Top of Data in this exercise

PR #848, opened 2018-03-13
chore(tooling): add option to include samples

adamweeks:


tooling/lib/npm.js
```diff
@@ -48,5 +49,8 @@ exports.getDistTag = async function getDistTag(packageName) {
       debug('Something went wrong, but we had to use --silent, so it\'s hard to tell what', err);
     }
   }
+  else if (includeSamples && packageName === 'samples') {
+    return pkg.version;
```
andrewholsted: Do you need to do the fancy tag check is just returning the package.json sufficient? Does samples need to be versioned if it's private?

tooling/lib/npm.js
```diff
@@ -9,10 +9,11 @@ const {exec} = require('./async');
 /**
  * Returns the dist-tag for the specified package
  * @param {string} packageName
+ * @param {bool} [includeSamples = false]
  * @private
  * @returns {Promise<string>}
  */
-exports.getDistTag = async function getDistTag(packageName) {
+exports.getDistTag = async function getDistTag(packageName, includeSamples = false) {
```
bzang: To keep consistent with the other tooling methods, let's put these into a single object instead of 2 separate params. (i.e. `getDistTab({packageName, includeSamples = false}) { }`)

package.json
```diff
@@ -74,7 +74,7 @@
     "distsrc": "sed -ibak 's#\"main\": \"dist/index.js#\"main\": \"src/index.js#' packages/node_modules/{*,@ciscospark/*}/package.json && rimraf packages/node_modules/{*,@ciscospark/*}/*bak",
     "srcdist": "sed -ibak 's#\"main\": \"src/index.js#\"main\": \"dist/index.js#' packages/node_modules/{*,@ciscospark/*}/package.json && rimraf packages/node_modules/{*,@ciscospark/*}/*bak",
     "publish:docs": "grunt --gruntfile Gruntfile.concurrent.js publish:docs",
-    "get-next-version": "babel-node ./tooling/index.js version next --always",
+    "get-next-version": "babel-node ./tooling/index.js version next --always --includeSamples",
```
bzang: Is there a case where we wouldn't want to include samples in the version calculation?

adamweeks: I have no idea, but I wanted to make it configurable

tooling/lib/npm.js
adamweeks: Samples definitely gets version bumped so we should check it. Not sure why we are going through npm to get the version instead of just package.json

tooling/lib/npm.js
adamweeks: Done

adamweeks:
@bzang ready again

Bottom of Data in this exercise
Top of Data in this exercise

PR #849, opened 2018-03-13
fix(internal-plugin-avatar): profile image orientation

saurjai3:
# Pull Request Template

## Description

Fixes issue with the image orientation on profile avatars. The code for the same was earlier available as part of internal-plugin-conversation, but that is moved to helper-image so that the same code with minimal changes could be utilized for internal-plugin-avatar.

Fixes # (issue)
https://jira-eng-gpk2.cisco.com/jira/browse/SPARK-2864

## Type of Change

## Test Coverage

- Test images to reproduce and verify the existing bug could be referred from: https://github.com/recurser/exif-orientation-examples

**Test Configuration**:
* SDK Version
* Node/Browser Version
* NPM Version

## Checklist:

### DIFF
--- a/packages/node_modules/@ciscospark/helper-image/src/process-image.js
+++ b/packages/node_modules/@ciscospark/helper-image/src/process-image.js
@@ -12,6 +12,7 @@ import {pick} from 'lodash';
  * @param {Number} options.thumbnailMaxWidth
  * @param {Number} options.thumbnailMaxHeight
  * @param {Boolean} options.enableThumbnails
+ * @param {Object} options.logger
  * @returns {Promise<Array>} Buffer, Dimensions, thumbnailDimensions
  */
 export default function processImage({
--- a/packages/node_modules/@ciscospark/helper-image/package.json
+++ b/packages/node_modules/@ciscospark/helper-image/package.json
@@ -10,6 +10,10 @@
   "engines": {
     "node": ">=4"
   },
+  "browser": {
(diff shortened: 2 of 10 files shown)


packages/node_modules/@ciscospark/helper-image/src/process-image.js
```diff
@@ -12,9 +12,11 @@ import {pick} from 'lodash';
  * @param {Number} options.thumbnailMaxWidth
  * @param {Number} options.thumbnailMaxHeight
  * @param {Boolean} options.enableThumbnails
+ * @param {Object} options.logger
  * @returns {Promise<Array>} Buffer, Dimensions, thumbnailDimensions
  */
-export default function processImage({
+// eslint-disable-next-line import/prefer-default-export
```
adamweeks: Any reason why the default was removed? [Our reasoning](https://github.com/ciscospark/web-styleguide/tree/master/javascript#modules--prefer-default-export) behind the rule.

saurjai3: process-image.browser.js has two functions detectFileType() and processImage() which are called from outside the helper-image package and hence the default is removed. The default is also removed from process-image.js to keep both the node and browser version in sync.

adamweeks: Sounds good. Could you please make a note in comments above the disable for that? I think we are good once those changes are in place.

Bottom of Data in this exercise

# [Directions for this task]
Tell how many lines above include the word "issue". Give the number alone.

# [Worked solution]
2